Als Historikerin kenne ich zahlreiche wissen­schaftlich belegte Beispiele aus der Vergangenheit, die zeigen, wie und wann freiheit­liche Gesellschaften in autoritäre Systeme kippten. Die Einschränkung von Meinungs- und Redefreiheit an Universitäten steht dabei immer am Anfang…

Nachtrag: Das üble Trauerspiel geht weiter. Am Montag, 30 Juni hat die Uni-Leitung mit einer nochma­ligen, aufge­bauten Medienmitteilung nachge­doppelt, in welcher sie Links zu X‑Posts, die von Francesca Albanese in der Vergangenheit verschickt worden sind, aus dem Zusammenhang gerissen verlinkt.
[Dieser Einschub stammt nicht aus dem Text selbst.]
PR #96, opened 2024-02-07
Install instruction

BalzaniEdoardo:
Added install instruction. I suggested using `venv` since we are on pip. @billbrod  do you think this make sense? I need to check that the instruction work on windows. 
How should I do it, should change the `connect` workflow to run on windows and check on the runner?

### DIFF
--- a/README.md
+++ b/README.md
@@ -9,21 +9,51 @@ NEural MOdelS, a statistical modeling framework for neuroscience.
 ## Disclaimer
 This is an alpha version, the code is in active development and the API is subject to change.
 
-## Setup
+## Installation
 
-To install, clone this repo and install using `pip`:
+To install `nemos` we recommend to creating and activating a virtual environment. You can create do so through
+`venv`.
 
-``` sh
-git clone git@github.com:flatironinstitute/nemos.git
-cd nemos/
-pip install -e .
+For  Mac and Linux,
+```shell
+python -m venv <DIR>
+source <DIR>/bin/activate
 ```
 
-If you have a GPU, you may need to install jax separately to get the proper
-build. The following has worked for me on a Flatiron Linux workstation: `conda
-install jax cuda-nvcc -c conda-forge -c nvidia`. Note this should be done
-without `jax` and `jaxlib` already installed, so either run this before the
-earlier `pip install` command or uninstall them first (`pip uninstall jax
-jaxlib`). See [jax docs](https://github.com/google/jax#conda-installation) for
-details (the `pip` instructions did not work for me).
+For Windows,
+```shell
+python -m venv <DIR>
+<DIR>\Scripts\activate
+```
+
+### CPU Install
+
+To install `nemos` in your environment run,
+
+``` shell
+pip install --upgrade pip
+pip install nemos@git+https://github.com/flatironinstitute/nemos.git
+```
+
+### GPU install
+If you have a GPU, you must need to install jax separately first to get the proper
+build. 
+In order to install `jax` and `jaxlib` for GPU, follow the instruction provided in the 
+[jax docs](https://jax.readthedocs.io/en/latest/installation.html).
+
+To check that `jax` for GPU is installed correctly, run python and type,
+
+```python
+import jax
+print(jax.devices())
+```
+This should print a list of devices that `jax` can access. If your `GPU` is listed, your installation 
+was successful.
+
+Once `jax` is installed correctly, continue with the usual steps for installing `nemos`,
+
+``` shell
+pip install --upgrade pip
+pip install nemos@git+https://github.com/flatironinstitute/nemos.git
+```
 


billbrod (changes requested):
I think `venv` is the right way to do this, but I think:

- A shorter version of this belongs on the readme and `docs/index.md`, with a link to a separate `docs/install.md` page that lists these longer instructions. Shorter version should just be "install using this pip command into your virtual environment", then the longer one says "we recommend venv", and walks people through it.
- The longer instructions should also include "developer instructions", which tells people to clone, use an editable install, and discusses the optional dependencies.
- For `venv`, the tricky thing for people is that you're placing it in a specific directory. I'd move that point to the top, and say something like "For [venv](link to venv docs), we need to install our virtual environment in a specific directory. For this example, we'll use `~/nemos` (or something), but use whatever makes sense to you." And then use that example path throughout
- I don't think we should tell people to upgrade `pip` in our instructions. Is it necessary?
- I like syntax highlighting the code blocks
- @ericthomson can you double-check instructions on windows for us?

You can see [plenoptic docs](https://plenoptic.readthedocs.io/en/latest/) for an example of the short/long versions that I'm talking about.

EricThomson:
> * I like syntax highlighting the code blocks
> * @EricThomson can you double-check instructions on windows for us?


Sure. At gate about to get on plane, but happy to do probably Monday if that’s ok (and I need to learn this non-conda virtual env tooling anyway good opportunity!!)

README.md
```diff
@@ -9,21 +9,74 @@ NEural MOdelS, a statistical modeling framework for neuroscience.
...
+
+2. Install `nemos` directly from the GitHub repository:
+
+   ```
+   pip install git+https://github.com/flatironinstitute/nemos.git
+   ```
+
+#### GPU Installation
+
+For systems equipped with a GPU, a specific installation process is required to utilize the GPU with `nemos`.
```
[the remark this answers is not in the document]
BalzaniEdoardo: if you don't specify the cuda or other with pip install jax[cuda-or-similar] it defaults install [CPU](https://jax.readthedocs.io/en/latest/installation.html#nvidia-gpu)

docs/installation.md
```diff
@@ -0,0 +1,77 @@
...
+    ```
+
+**For Windows:**
+
+1. Open a command prompt.
+
+2. Execute the commands below to create and activate the virtual environment:
+    ```bash
+    python -m venv C:\Users\username\python_venvs\nemos
+    C:\Users\username\python_venvs\nemos\Scripts\activate
```
EricThomson, line 29: I had to cd into the virtual env and then activate.
```
cd C:\Users\username\python_venvs\nemos\
.\Scripts\activate
```

docs/index.md
```diff
@@ -22,6 +22,15 @@ lesson](https://compneuro.neuromatch.io/tutorials/W1D3_GeneralizedLinearModels/s
...
 tutorial](https://www.youtube.com/watch?v=NFeGW5ljUoI&t=424s).
 
+## Installation
+Run the following `pip` command in your virtual environment.
+
+```bash
+pip install git+https://github.com/flatironinstitute/nemos.git
+```
+
+For more comprehensive instructions, including specifics for GPU users and developers, refer to [this section](installation.md).
```
billbrod, line 32:
```suggestion
For more comprehensive instructions, including specifics for GPU users and developers, refer to [the installation page](installation.md).
```

docs/installation.md
```diff
@@ -0,0 +1,77 @@
+## Prerequisites
+
+Ensure you have Python version 3.9 or above installed on your system.
```
billbrod, line 3: I think we're only testing version 3.10 right now -- do we want to add 3.9 to the tests? have you checked with 3.9?

docs/installation.md
```diff
@@ -0,0 +1,77 @@
...
+
+We recommend creating and activating a Python virtual environment using [`venv`](https://docs.python.org/3/library/venv.html) before installing `nemos`. This practice helps manage dependencies and avoid conflicts with other Python packages.
+
+For `venv`, create your virtual environment in a specific directory. This example uses `~/python_venvs/nemos` for Linux/Mac and `C:\Users\username\python_venvs\nemos` for Windows; in general, free to use whatever directory works best for you.
```
billbrod, line 7: People will think that `Users\username` is the path they should use, I'd replace it with `%HOMEPATH%`, which I think is the windows equivalent of `$HOME` ([stackoverflow](https://superuser.com/questions/1319038/how-to-set-home-variable-so-that-cmd-find-the-path))

@EricThomson  can you check that the commands in this section work with `%HOMEPATH%\python_venvs\nemos\`, just like that?

docs/installation.md
```diff
@@ -0,0 +1,77 @@
...
+    
+**Note: Replace `username` with your actual Windows username.*
+
+## Installation Steps
+
+### CPU Installation
+
+To install `nemos` on a system without a GPU, run this command from within your activated environment, 
+
+ ```shell
```
billbrod, line 40:
```suggestion
 ```bash
```

docs/installation.md
```diff
@@ -0,0 +1,77 @@
...
+    python -m venv ~/python_venvs/nemos
+    source ~/python_venvs/nemos/bin/activate
+    ```
+
+**For Windows:**
+
+1. Open a command prompt.
+
+2. Execute the commands below to create and activate the virtual environment:
+    ```bash
```
billbrod, line 27:
```suggestion
    ```
```
I'm not sure what highlighting should be used for the windows prompt but it shouldn't be bash

docs/installation.md
```diff
@@ -0,0 +1,77 @@
...
+    python -m venv C:\Users\username\python_venvs\nemos
+    C:\Users\username\python_venvs\nemos\Scripts\activate
+    ```
+    
+**Note: Replace `username` with your actual Windows username.*
```
billbrod, line 32: see comment above -- if we get the HOMEPATH variable working, I think that's the way to do it

docs/installation.md
```diff
@@ -0,0 +1,77 @@
...
+
+## Installation Steps
+
```
billbrod, line 35:
```suggestion
After creating you virtual environment, follow one of the following sections below, depending on whether you need GPU support or not:
```
I think some transition is necessary

billbrod (changes requested):
Couple small changes still. Main thing is checking whether we can use the `%HOMEPATH%` variable on windows command line.

docs/installation.md
```diff
@@ -0,0 +1,77 @@
...
+### CPU Installation
+
+To install `nemos` on a system without a GPU, run this command from within your activated environment, 
+
+ ```shell
+ pip install git@github.com:flatironinstitute/nemos.git
```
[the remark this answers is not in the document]
BalzaniEdoardo: wow!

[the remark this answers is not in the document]
BalzaniEdoardo: thanks Eric!

docs/installation.md
BalzaniEdoardo: I'll add 3.9 to the CI

docs/installation.md
BalzaniEdoardo: I checked and it works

Kein Wort, wie es sich für eine Universität gehören würde, über die Inhalte ihrer wissen­schaftlich erarbei­teten Berichte…

Einer Uni unwürdig und peinlich den auch die Mail, welche Uni-Kommunikationschef Christian Degen copy-paste allen engagierten Mitbürger:innen zukommen liess, welche mit einem Schreiben an die Uni-Leitung ihren Protest gegen deren Vorgehen mitge­teilt haben:

Mehr noch: Als einziges deutsch­schweizer Medium hat die Republik mit den beiden Menschenrechtsexpertinnen ein aufschluss­reiches Interview publi­ziert, welches auf die INHALTE ihrer Positionen eingeht, statt auf billiges Bashing. Alle anderen –und allen voran die NZZ – haben noch einmal nachgelegt und versucht, auch die Veranstaltung vom Freitag, 4. Juli mit Francesca Albanese in derZentralwäscherei in Zürich durch weitere Diskreditierungen zu canceln. Eine Veranstaltung notabene, an welcher die UNO-Sonderberichterstattung ihren jüngsten Bericht über die Zusammenhänge zwischen israe­li­scher Wirtschaftstätigkeit und der Apartheidspolitik gegenüber Palästinenser:innen zur Debatte stellt.

Eine Antwort auf „Die Schande von Bern“

  1. Vielen Dank für Ihren sehr guten Beitrag, ich hätte sonst nichts von diesem Skandal erfahren. Immerhin konnte der Anlass am neuen Ort statt­finden, in Zürich offenbar auch. Eine Schande für die Uni Bern.